Et si vous vous retrouviez à occuper votre emploi idéal et que vous ressentiez le désespoir de ne pas pouvoir vous exprimer pleinement ?
L’une des idées reçues du XXe siècle est qu’avec un peu d’introspection, de perspicacité et de connaissance du marché du travail, il est possible de trouver l’emploi idéal, celui qui correspond parfaitement à ses intérêts et à ses talents. On nous encourage à croire qu’un travail soigneusement choisi peut procurer de riches récompenses au-delà de l’argent pour satisfaire notre âme. C’est une affirmation ambitieuse mais superficielle.
Je parie que beaucoup d'entre nous, à un moment ou à un autre, ont nourri le rêve de devenir musicien professionnel, peut-être une rock star jouant devant un public en délire dans des théâtres ou même des stades. Ou un musicien classique qui enchante les connaisseurs avec des performances fulgurantes. Ou, si vous ne vous souciez pas d'être payé, un musicien de jazz qui tisse sa magie dans des sous-sols sombres.
Lorsque nous réfléchissons à notre possible identité professionnelle, je parie que la plupart d’entre nous n’envisagent pas de devenir un ouvrier qualifié. Dictionnaire Oxford English Shorter définit un compagnon de diverses manières : une personne « qui, après avoir effectué un apprentissage, est qualifiée pour travailler dans un art, un artisanat ou un métier pour un salaire journalier ou comme assistant ou employé d’un autre ; une personne qui n’est pas un maître dans son métier ».
Cette même question est abordée dans Suite Compagnon, un album australien exceptionnel et original du saxophoniste (de jazz) Andrew Robertson avec son big band de 18 musiciens et son quatuor à cordes. Ce musicien de Sydney très réputé a fait du développement de sa carrière un art. L'album, qui est « semi-autobiographique », explore la vie d'un musicien en activité. Il s'ouvre avec Souffler – décrivant l’excitation et l’inspiration initiales suscitées par l’expérience du son d’un grand groupe qui attire un jeune vers une carrière musicale. Le morceau suivant, Balladeur, décrit le musicien qui acquiert ses compétences et devient accepté par ses pairs.
La piste suivante est Tourmenter, où le musicien se demande s'il peut faire plus que soutenir « l'artiste vendeur de billets » qui interprète le travail des autres, et comment on peut équilibrer le fait de gagner sa vie avec la création d'une musique significative qui « nourrit l'âme artistique ».

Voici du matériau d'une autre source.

PR #1032, opened 2021-09-28
host/ble_sm: delete old security information before saving new

KKopyscinski:
Pairing might occur again with the same peer, for example on call of
test function ble_gap_pair_initiate(). This will lead to adding new
keys to storage for the same peer, but old ones will still exist.
In the future encryption might be initiated, and old keys will be
chosen, which will lead to encryption failure and disconnection with
MIC failure reason code, despite that the correct LTK is saved. Before
saving new keys, check if others aren't already saved for the peer,
and if they do, delete them.


michal-narajowski (approved):

michal-narajowski:
@sjanc ok to merge?

andrzej-kaczmarek:
https://github.com/apache/mynewt-nimble/pull/1473

PR #1033, opened 2021-09-29
apps/bttester: implement NRPA rotation

KKopyscinski:
As per CORE v5.3, Vol 3, Part C 10.7.1 NRPA should also rotate, same
as RPA is doing right now. For time beeing let's implement this in
tester application, before it's implemented in host.

This affects GAP/BROB/BCST/BV-04-C

### DIFF
--- a/apps/bttester/src/gap.c
+++ b/apps/bttester/src/gap.c
@@ -63,6 +63,10 @@ static struct os_callout connected_ev_co;
 static struct gap_device_connected_ev connected_ev;
 #define CONNECTED_EV_DELAY_MS(itvl) 8 * BLE_HCI_CONN_ITVL * itvl / 1000
 static int connection_attempts;
+#if MYNEWT_VAL(BTTESTER_PRIVACY_MODE) && MYNEWT_VAL(BTTESTER_USE_NRPA)
+static int64_t advertising_start;
+static struct os_callout bttester_nrpa_rotate_timer;
+#endif
 
 static const struct ble_gap_conn_params dflt_conn_params = {
 	.scan_itvl = 0x0010,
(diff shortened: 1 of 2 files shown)


apps/bttester/src/gap.c
```diff
@@ -63,6 +63,10 @@ static struct os_callout connected_ev_co;
 static struct gap_device_connected_ev connected_ev;
 #define CONNECTED_EV_DELAY_MS(itvl) 8 * BLE_HCI_CONN_ITVL * itvl / 1000
 static int connection_attempts;
+#if MYNEWT_VAL(BTTESTER_PRIVACY_MODE) && MYNEWT_VAL(BTTESTER_USE_NRPA)
+static ble_npl_time_t advertising_start;
```
andrzej-kaczmarek, line 67: bttester does not use npl

KKopyscinski: switched to os_time and fixed logic

apps/bttester/src/gap.c
```diff
@@ -248,6 +252,40 @@ static struct ble_gap_adv_params adv_params = {
 	.disc_mode = BLE_GAP_DISC_MODE_NON,
 };
 
+#if MYNEWT_VAL(BTTESTER_PRIVACY_MODE) && MYNEWT_VAL(BTTESTER_USE_NRPA)
+static void rotate_nrpa_cb(struct os_event *ev)
+{
+    assert(ev != NULL);
```
rymanluk, line 258: this assert seems to be not needed. Otherwise looks good. Please remove it and feel free to merge

rymanluk (approved):
One comment only

PR #1041, opened 2021-09-30
nimble/ll: Refactor item scheduling

andrzej-kaczmarek:
This refactors all scheduling APIs (i.e. insertions to scheduler) to
use common code instead of reimplementing the same or similar flow
over and over again. The single 'ble_ll_sched_insert' call covers all
currently possible scenarios with minimal overhead so all existing
insertion APIs use it and add some more extra processing if needed.
Also it adds some flexibility via preemption callback so it's possible
to better define priorities for each item.


andrzej-kaczmarek:
fyi, this passes all LL test cases

wes3 (approved):
I read through all the code and I did not see anything that I thought was wrong. Seems like excellent changes and this was due for re-factor for a long time. Good job! I think it could use a few more header comments to describe return values and such but not a big deal.

andrzej-kaczmarek:
rebased + added comment

PR #1044, opened 2021-10-04
Linux blemesh port fixes

sjanc:


sjanc:
This is a bit of and RFC...  maybe word aligment is not needed on all platforms and check in create_free_list() could be relaxed instead?

KKopyscinski (approved):
Imo this is OK, because it's done in the similar way that in Zephyr: there, `block_size` is rounded up to next word boundary to be word alligned. That way of initializing it will help if in the future memslab functions change and we won't need to accommodate them to our initializer.

PR #1051, opened 2021-10-06
nimble/ll: Fix scanning with LL Privacy disabled

andrzej-kaczmarek:
This is regression after eed4389851fcf96922a2e429376808f2dfddc912.
Without this fix only SCAN_RSP are reported back to host...


andrzej-kaczmarek:
@haukepetersen fixed

PR #1073, opened 2021-11-04
targets/nordic_pca10095-blehci: Enable coredump support

kasjer:
This enables (by default) coredump generation on net core.
It also enables net core flash server that can be used
to get coredumps from application core.


vrahane:
@kasjer `img_mgmt.h` needs to be included conditionally based on `LOG_SOFT_RESET` in `repos/apache-mynewt-mcumgr/cmd/os_mgmt/port/mynewt/src/mynewt_os_mgmt.c`, that's why the build is failing.

PR #1074, opened 2021-11-04
nimble/phy/nrf: Remove workrounds for ifs on LE Coded

andrzej-kaczmarek:
BLE_PHY_CODED_RX_IFS_EXTRA_MARGIN was added with initial implementation
for LE Coded to workaround problems with some early releases of devices
that could not keep ifs timing properly. We do not want it anymore, all
devices should have ifs implemented properly in 2021 already.


rymanluk:
since this is debugging option - why to remove it?
Imho even in 2021 Coded has not reach its momentum - I would keep this nice debug feature.

sjanc:
Hi,

I'm fine with removing this, I don't think we should have syscfgs that allows to behave against the spec

sjanc (approved):

PR #1075, opened 2021-11-05
nimble/ll: Add support for vs hci commands registration

andrzej-kaczmarek:
This adds API to allow registration of custom HCI VS commands.

### DIFF
--- a/nimble/controller/src/ble_ll_hci_vs.c
+++ b/nimble/controller/src/ble_ll_hci_vs.c
@@ -1,0 +1,119 @@
+/*
+ * Licensed to the Apache Software Foundation (ASF) under one
+ * or more contributor license agreements.  See the NOTICE file
+ * distributed with this work for additional information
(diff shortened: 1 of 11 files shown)


nimble/controller/src/ble_ll_hci_vs.c
```diff
@@ -0,0 +1,117 @@
...
+}
+
+void
+ble_ll_hci_vs_register(struct ble_ll_hci_vs_cmd *cmds, uint8_t num_cmds)
+{
+    /* Assume all cmds are registered early on init, so just assert in case of
+     * invalid request since it means something is wrong with the code itself.
+     */
+
+    for (uint8_t i = 0; i < num_cmds; i++, cmds++) {
```
sjanc, line 100: nitpick:  i should be declared at the top of function

also, not sure why this is uint8_t and not just unsigned int

sjanc (approved):
I guess we should start documenting mynewt specific VS HCI commands too :-)

PR #459, opened 2019-06-17
feat: sign tx with multi private key

classicalliu:
TODO:
- [ ] get address info from address module and get private key from key module (#466)


packages/neuron-wallet/src/services/wallets.ts
```diff
@@ -293,64 +285,85 @@ export default class WalletService {
...
+    const message = blake2b.digest()
+    const signature = `0x${addrObj.sign(message)}`
+    const newWitness: Witness = {
+      data: [`0x${addrObj.publicKey}`, signature],
+    }
+    return newWitness
+  }
+
+  public getPrivateKey = (path: string): string => {
+    if (path !== '') {
```
ashchan: Should path always be `` 🤯?

packages/neuron-wallet/src/utils/blake2b.ts
```diff
@@ -0,0 +1,27 @@
+import Core from '@nervosnetwork/ckb-sdk-core'
+import NodeService from '../services/node'
+
+export default class Blake2b {
+  private b: any
```
ashchan: Please give it a longer name.

packages/neuron-wallet/src/services/wallets.ts
classicalliu: It's a mocked path and updated to use real path format.

packages/neuron-wallet/src/utils/blake2b.ts
classicalliu: Renamed to `blake2b`

PR #493, opened 2019-06-21
refactor(neuron-wallet): slice '0x' in privateToPublic

Keith-CY:


ashchan:
Rejecting this as:

1. `Buffer.from` never accepts string with `0x` prefixed hex string (as I observed).
2. 66 is length of string key, not buffer.

Let's keep stripping the `0x` outside.

Will revert this from another PR.

PR #500, opened 2019-06-22
feat(neuron-ui): use shannons in send transaction api

Keith-CY:


packages/neuron-ui/src/containers/MainContent/actionCreators/send.ts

La puissance de cette nouvelle œuvre dépasse les limites des musiciens professionnels. Elle évoque le conflit auquel sont confrontés nombre d’entre nous, qui sommes très compétents et peut-être même bien rémunérés pour ce que nous faisons, mais qui sommes incapables de nous débarrasser de ce sentiment lancinant de vide, de cette peur que ce que nous avons soit tout ce que nous avons – et que ce ne soit pas suffisant.
Cette peur naît du besoin fondamental de l’être humain de laisser sa marque, de trouver sa place dans le monde et d’exprimer ce qu’il y a en lui. Bien que cela puisse ressembler à une crise de la quarantaine, les chercheurs ont identifié une crise du quart de vie qui s’apparente à une quête de sens et de dépassement de soi. On dit qu’elle survient vers la fin de la vingtaine, lorsque l’on est censé avoir cinq à dix ans (ou plus) dans notre parcours professionnel préféré, mais que l’on ne le ressent pas.